Even assuming their newly-minted code is better (which others have disputed), what they don't have is loyal customers and brand recognition. If you're worth competing with, you do.
>> I think you need to have a really good excuse not to completely rebuild your product from scratch every now and again.
There could be many reasons. 1) That's expensive. 2) May introduce new bugs. 3) Interface changes may alienate existing customers. 4) Switching technologies may require new developers.
I wouldn't say "plan to rebuild from scratch periodically." I'd say "design your software to be flexible, watch your competitors, and iterate to ensure they don't leave you in the dust." If it becomes clear that you can't compete on features without a rewrite, then consider it.
I consider "legacy" code any code that has been committed and is dependent upon. I look at code that is 3 weeks old (has had a few additional commits), and start cringing. All code gets ugly fast. At the end of the day you have to pick your battles wisely.

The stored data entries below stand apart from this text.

PR #2424, opened 2019-12-05
Fix URIO#bracket Type Signature

adamgfraser:
The type signature was unnecessarily widening the error type from `Nothing` to `Throwable`.


jdegoes:
Oh my, good catch! 😅

PR #2425, opened 2019-12-05
ZStream.flatten, unwrap, unwrapManaged are safe to pull again

vasilmkd:
Verifying more Stream constructors for pull safety.

### DIFF
--- a/streams-tests/jvm/src/test/scala/zio/stream/StreamPullSafetySpec.scala
+++ b/streams-tests/jvm/src/test/scala/zio/stream/StreamPullSafetySpec.scala
@@ -529,6 +529,46 @@ object StreamPullSafetySpec extends ZIOBaseSpec {
           .use(nPulls(_, 3))
           .map(assert(_, equalTo(List(Left(Some("Ouch")), Left(None), Left(None)))))
       }
+    ),
+    suite("Stream.unwrapManaged")(
+      testM("is safe to pull again after success") {
+        for {
+          ref <- Ref.make(false)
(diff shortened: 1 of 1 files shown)


streams-tests/jvm/src/test/scala/zio/stream/StreamPullSafetySpec.scala
```diff
@@ -63,6 +63,29 @@ object StreamPullSafetySpec extends ZIOBaseSpec {
         } yield assert(fin, isTrue) && assert(pulls, equalTo(List(Left(Some("Ouch")), Left(None), Left(None))))
       }
     ),
+    suite("Stream.flatten")(
+      testM("is safe to pull again after success") {
+        Stream
+          .flatten(Stream(Stream.fromEffect(UIO.succeed(5))))
+          .process
+          .use(nPulls(_, 3))
+          .map(assert(_, equalTo(List(Right(5), Left(None), Left(None)))))
```
regiskuckaertz: not that it matters but you can write as:
```scala
assertM(
  Stream.flatten(Stream(Stream.fromEffect(UIO.succeed(5)))).process.use(nPulls(_, 3)),
  equalTo(List(Right(5), Left(None), Left(None))
)
```

vasilmkd: I'm aware, however your formulation tends to show the warning "type inferred to be Any" for the environment, which has since been fixed in upstream scalac. I mainly avoid it for the warning.

PR #2428, opened 2019-12-06
Add ZStream constructors for Java Iterators and Streams

iravid:


streams/shared/src/main/scala/zio/stream/Stream.scala
```diff
@@ -225,6 +226,30 @@ object Stream extends Serializable {
   final def fromIteratorManaged[E, A](iterator: Managed[E, Iterator[A]]): Stream[E, A] =
     ZStream.fromIteratorManaged(iterator)
 
+  /**
+   * See [[ZStream.fromJavaIterator]]
+   */
+  final def fromJavaIterator[E, A](iterator: IO[E, ju.Iterator[A]]): Stream[E, A] =
```
regiskuckaertz: Shouldn't these go under the `jvm` branch?

iravid: Hmm it compiles on JS but that might be misleading. I’ll check if Iterator and Stream are implemented there.

vasilmkd:
This looks like a lot of repetitive code. Could we maybe use some of the methods defined here and delegate to the old implementations of the iterator code?
https://www.scala-lang.org/api/2.13.1/scala/collection/JavaConverters$.html

iravid:
Yes, good point @vasilmkd!

streams/shared/src/main/scala/zio/stream/Stream.scala
iravid: So there's a ju.Iterator implementation but not Stream. Weird that it compiles. Anyway I moved the Stream things to platform-specific.

vasilmkd: What about this? Not very familiar with converters though. Maybe you could take a look.
https://www.scala-lang.org/api/2.13.1/scala/jdk/StreamConverters$.html

vasilmkd: Ah, maybe it's only available for 2.13. :/

iravid:
Dropped the use of the JavaConverters to avoid 2.12/2.13 compatibility shenanigans.

@vasilmkd StreamConverters only provides an eager transformation from Java's Stream to a Scala Collection, so not what we need here.

Merging when CI is green.

vasilmkd:
TIL, thanks.

PR #2435, opened 2019-12-06
Add Documentation for ZIO#fromFutureInterrupt

adamgfraser:


core/shared/src/main/scala/zio/ZIO.scala
```diff
@@ -2225,6 +2225,15 @@ private[zio] trait ZIOFunctions extends Serializable {
       }
     }
 
+  /**
+   * Imports a function that creates a [[scala.concurrent.Future]] from an
+   * [[scala.concurrent.ExecutionContext]] into a `ZIO`. The provided
+   * `ExecutionContext` will interrupt the `Future` between asynchronous
+   * operations such as `map` and `flatMap` if this effect is interrupted. Note
+   * that no attempt will will be made to interrupt a `Future` blocking on a
```
wi101: Awesome, a small comment otherwise it looks good to me
```suggestion
   * that no attempt will be made to interrupt a `Future` blocking on a
```

adamgfraser: Fixed now!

Given their licenses, LibreOffice can incorporate any code written for OpenOffice into their project, but OpenOffice can't use any of LibreOffice's code.
I think all good developers have their connotations and anecdotes for words like 'poorly-understood', 'gigantic', 'no unit tests', 'tangled build infrastructure', let alone '25 years of technical debt'.
What I was surprised to see is the word 'resurrect'. As if they wanted to imply LibreOffice was dead.
Well, I think many developers know the feeling when working with a codebase which just feels like riding a dead horse...uphill, both ways, in the cold...and when you manage to refactor some part it starts to feel like it gets up on one leg and so on.
It's not the only thing. The UX and UI itself is very 'old-school' and IMO very outdated.
It's like using Windows 3.11 instead of Windows XP, let alone Windows 7/8.
Looks like a project I worked on. It's eerie how similar it is (and no, it was not an office app, it was something different).
At least the comments weren't in German, but there were a couple of ones in Dutch. (Not that the comments were of any help)
No unit tests: CHECK. Twenty-five year of technical debt, CHECK. And now we're supposed to make it work in a different platform
So thank you, but I don't plan on touching a monolithical piece of old C++ ever again. Not even with gloves.